Information customers would deem sensitive, like the contents of a packet sent over the Sidewalk network, is not seen by Sidewalk; only the intended destinations (the endpoint and application server) possess the keys required to access this information. Sidewalk’s design also ensures that owners of Sidewalk gateways do not have access to the contents of the packet from endpoints (they do not own) that use their bandwidth. Similarly, endpoint owners do not have access to gateway information. The Sidewalk Network Server continuously “rolls”, or changes transmission IDs (TX-ID) and Sidewalk Gateway IDs every 15 minutes to prevent tracking devices and associating a device to a specific user.
If you don’t, your devices will be automatically enrolled on June 8. At the time of writing, the feature is US-only, so no action is needed in other countries.

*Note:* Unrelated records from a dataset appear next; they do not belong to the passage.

PR #61, opened 2024-06-07
update setup_experiment and related scripts for jet

delippi:
This PR is just meant to update the setup_experiment and related scripts in rrfs-test. This script is a good place for developers to start setting up their test case.

### DIFF
--- a/rrfs-test/scripts/templates/run_mpasjedi_template.sh
+++ b/rrfs-test/scripts/templates/run_mpasjedi_template.sh
@@ -18,6 +18,8 @@ if [[ $hostname == "h" ]]; then
   platform="hera"
 elif [[ $hostname == "o" ]]; then
   platform="orion"
+elif [[ $hostname == "f" ]]; then
+  platform="jet"
 fi
 
 module use @YOUR_PATH_TO_RDASAPP@/modulefiles
--- a/rrfs-test/scripts/templates/run_mpasjedi_template.sh
+++ b/rrfs-test/scripts/templates/run_mpasjedi_template.sh
@@ -1,5 +1,5 @@
 #!/bin/bash
-#SBATCH --account=fv3-cam
+#SBATCH --account=@SLURM_ACCOUNT@
 #SBATCH --qos=debug
 #SBATCH --ntasks=36
 #SBATCH -t 00:30:00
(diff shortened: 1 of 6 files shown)


ShunLiu-NOAA (dismissed):

rrfs-test/scripts/templates/run_mpasjedi_template.sh
```diff
@@ -18,6 +18,8 @@ if [[ $hostname == "h" ]]; then
   platform="hera"
 elif [[ $hostname == "o" ]]; then
   platform="orion"
+elif [[ $hostname == "f" ]]; then
+  platform="jet"
```
guoqing-noaa: FYI, at the computing nodes, the hostname does not necessarily return strings leading with "f", "h" etc.

guoqing-noaa (dismissed):
LGTM. Thanks!

rrfs-test/scripts/templates/run_mpasjedi_template.sh
delippi: What do you suggest this should be?

guoqing-noaa: At this moment, we may use a similar method as what is used by global workflow and rrfs-workflow, i.e. to check specific folders. Here is an example:
https://github.com/NOAA-EMC/rrfs-workflow/blob/dev-sci/ush/fix_rrfs_locations.sh

Hercules and Orion share the same file system but I recalled that `hostname` at their computing nodes returns distinguishable strings between them.

guoqing-noaa: ok, we already have a powerful script in RDASApp:
`RDASApp/ush/detect_machine.sh`

delippi: Yep, I just found that and was going to use it. Thank you!

delippi: That makes a lot of these scripts a lot simpler. Thanks for the suggestion.

ShunLiu-NOAA: @delippi Have you completed the test on all three machines?

delippi: Give me a moment and I will confirm on all three.

delippi: @ShunLiu-NOAA, everything still works on Orion and Hera. I had a strange failure on Jet that I need to figure out.

delippi: @ShunLiu-NOAA, it seems to be working now on Jet as well. I ***think*** the issue was one of Jet's files systems (lsf4) was having issues and something in module load was trying to reach something staged there.

guoqing-noaa: @delippi  You are right. /lfs4 had performance issues in the past few days and Admin took Jet down to fix it. Fortunately, it was successfully fixed yesterday.

guoqing-noaa (approved):

ShunLiu-NOAA:
@delippi Is there any other update needed for this PR?

delippi:
Hi @ShunLiu-NOAA, it should be all set.

ShunLiu-NOAA (approved):

Issue #62, opened 2024-06-07
how to update wiki?


guoqing-noaa:
Is there a way to update the wiki by the community? Can we track the modification history?

If NOT, we may want to create a `doc/` subdirectory to hold RDASApp-related documents, including a quick Readme.md.
This way, everyone may contribute to the documentation and a review process can be enforced. Thanks!

SamuelDegelia-NOAA:
You can see the modification history for the wiki by clicking the "XX revisions" link at the top of any of the pages. But as far as I know there is no way to have PRs for those changes. I think a quick README.md file would be helpful, at least with build instructions. But I think some of the more detailed instructions, like for the one-ob test, are better left for the wiki.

There are enough theoretical risks to give users pause. Wireless technologies like Wi-Fi and Bluetooth have a history of being insecure. Remember WEP, the encryption scheme that protected Wi-Fi traffic from being monitored by nearby parties? It was widely used for four years before researchers exposed flaws that made decrypting data relatively easy for attackers. WPA, the technology that replaced WEP, is much more robust, but it also has a checkered history […]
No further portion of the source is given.